I’m a quant researcher and more than that, one that works for an organisation for whom big databases are a huge commercial advantage over some of our competitors. Benchmarking is massively important and whatever you are doing you should try to set sensible benchmarks at the outset and, broadly speaking, stick to them. However, it’s equally important, if not more so that you don’t become a slave to them at the expense of collective judgement. This can lead you to the sort of action driven dead-end that I talked about in one of my previous posts.

The thing about action standards is they’re essentially fairly arbitrary. Say you want to be in the top 25% of ads in our database for branding. That’s a pretty sensible place to want to be – regardless of your views on pre-testing or your philosophy of how advertising works, I think we can all agree that making sure people remember what brand your ad is for is important. The question is how strongly you mandate that benchmark – even more so in a market like India where you would be typically testing in a minimum of two very different markets. Say you end up with your top 25% score in Delhi, but in Madurai you’re only top 40% – what then?
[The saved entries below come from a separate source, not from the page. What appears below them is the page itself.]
PR #3909, opened 2021-11-04
Refactor/fiber error handling

bastianallgeier:
## Describe the PR

Error handling was very chaotic across Fiber requests. There wasn't a unified way to deal with JSON parsing errors, particular errors in the request response and invalid response objects. I've cleaned it all up and also refactored our Fatal dialog. It's now a lot more usable and works especially well when you want to quickly debug something with dump() in Fiber PHP code. 

You can do 

```php
dump($something)
exit();
```

Pretty much anywhere now and the Panel will show the Fatal dialog with the output. This makes it even easier to work with those request. 

I tried to be very careful with the changes and split everything in logical commits, but we need to double-check all of it again. 

### Refactored
- Fiber handling and dialogs for Fiber

### Enhancements
- New CSS properties
  - `--color-dark: #313740;`
  - `--z-fatal`

### DIFF
--- a/panel/src/api/request.js
+++ b/panel/src/api/request.js
@@ -7,6 +7,7 @@ export async function toJson(response) {
     data = JSON.parse(text);
   } catch (e) {
     window.panel.$vue.$api.onParserError(text);
+    return false;
   }
 
   return data;
--- a/panel/src/api/request.js
+++ b/panel/src/api/request.js
@@ -6,7 +6,7 @@ export async function toJson(response) {
   try {
     data = JSON.parse(text);
   } catch (e) {
-    window.panel.$vue.$api.onParserError(text);
+    window.panel.$vue.$api.onParserError({ html: text });
     return false;
   }
 
--- a/panel/src/components/Dialogs/FiberDialog.vue
+++ b/panel/src/components/Dialogs/FiberDialog.vue
@@ -21,24 +21,19 @@ export default {
     async onSubmit(value) {
 
       try {
-        const response = await this.$request(this.path, {
+        const dialog = await this.$request(this.path, {
           body: value,
           method: "POST",
+          type: "$dialog",
           headers: {
             "X-Fiber-Referrer": this.referrer
           }
         });
 
-        const dialog = response.$dialog;
-
-        // something's wrong with the response
-        if (!dialog) {
-          throw `The dialog could not be submitted`;
-        }
-
-        // there's an error message from the server
-        if (dialog.error) {
-          throw dialog.error;
+        // json parsing failed and
+        // the fatal dialog is taking over
+        if (dialog === false) {
+          return false;
         }
 
         // everything went fine. We can close the dialog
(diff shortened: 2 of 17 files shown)


lukasbestle (commented):
I can't really review the code itself as I don't understand the inner workings of Fiber enough yet, but I like the approach to streamline the error handling into one output channel.

One question: What happens if debug mode is disabled? If I understand it correctly, `debug` only controls whether the error is printed to the console. I'm not sure if it should be the other way around: If debugging, the error is displayed very explicitly in the dialog, but otherwise it's just printed to the console and the user-facing error is something more user-readable.

bastianallgeier:
The error notification dialog prints the error message of the thrown exception. Those should always be as human readable as possible. The entire idea of the dialog is to give a useful information about the error to "regular" folks. When debug mode is activated, the console will have additional information about the issue for developers. 

This PR is really just a first step to improve the overall architecture for error handling in the frontend. Ideally we should start working with custom error classes in JS, very much like we do on the server. I haven't touched this yet, because it's a lot of work and we need to make a good concept for it. 

But once this would be established our notification/error action could become a lot smarter and decide based on the type of error if the dialog should be shown, what the content of the dialog should be, styling etc. We can create a lot more useful errors for non-developers that way. 

But this PR is already a very good step in that direction.

bastianallgeier:
To give a bit more background about Fiber: 

There are three different types of errors that need to be handled when a Fiber request is made: 

## 1. Broken response

The server is sending back something completely unreadable (JSON parsing fails) This should always lead to the Fatal dialog, which shows the server response in a separate iframe. This didn't work properly before this PR and is a big deal, because when you dump something in your PHP code or you make a mistake that leads to a syntax error, it's really hard to debug that if the Fatal dialog with the iframe does not work. The only way is to go through the network tab in the console and while this works, it's really not very developer-friendly. With the iframe, you can really use dump in the same way you would use it in simple PHP templates 

## 2. Unexpected response

The server is sending back a proper response, but it does not match what is expected. We have four types of Fiber responses: `view`, `dialog`, `dropdown`, `search` (more might follow) 

A Fiber response object always looks like this: 

```json
"$dialog": {
  "code": 200,
  "component": "k-form-dialog",
  "props": { }  
}
```

This way, we can make sure that the response will be compatible with the sent request. If the request expects a dialog response and a view will be returned, we can easily stop at that point and throw an error

## 3. PHP Exception response

Whenever an exception is thrown in PHP, the response will include the error message and status code for the exception and the `Fiber.request()` method can then throw a matching error. 

```json
"$dialog": {
  "code": 404,
  "error": "The page could not be found"
}
```

bastianallgeier:
OK, I'm making a decision and will merge this. The worst that could happen is that we have small bugs connected to error handling. I'm not worried about this at all. 

On the positive side, this PR drastically improves the architecture and also fixes the fatal dialog, which is really needed IMHO.

distantnative (approved):
Looks good to me!

Only thought, but a bit unrelated: since we're adding `--color-dark`, maybe we want to use that for `k-file-preview` as background?

PR #3910, opened 2021-11-04
Only show plugins section if there are any plugins installed

bastianallgeier:
Title says it all. It's a pretty simple fix.


distantnative:
Why not using the `link` prop of `k-headline`?

bastianallgeier:
@distantnative our link component only handles external links correctly when the target is set. That's actually shit and we need to fix it. I wonder if I should do it in this PR.

bastianallgeier:
@distantnative ok, I fixed it :)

Of course, the sensible answer is that you take a judgement call amongst all the stakeholders – which of these markets is most important to me, have we identified some clear steps we could take to boost the branding score in Madurai, do we just bloody love this ad for reasons completely unrelated to how well branded it is and think we should just run the bugger anyway. Importantly, this last one is just as valid a reason as the first two in my opinion.

Whilst that seems like the obvious solution, too often it doesn’t happen. Too often brand teams are not given the flexibility they need around action standards. I absolutely understand why that is – I understand that there are massive competitive pressures to always deliver top quality advertising – but however much you test, you cannot completely remove risk. Research helps you measure risk and take a calculated decision about how big a risk you are taking – but it does not remove it completely. At the end of the day, a brand team will have targets they need to meet – if they choose to run an ad and don’t meet them, that’s their call and they are responsible for that decision. Risk aversion is death.

In my opinion a slavish adherence to action standards is more damaging to pre-testing’s value than almost anything. It makes no sense to junk an ad because it misses out on two key metrics by a couple of percent each – but it happens. We need to do a better job of communicating to clients how they should be used.

Action standards should be set to inform judgement, not to replace it.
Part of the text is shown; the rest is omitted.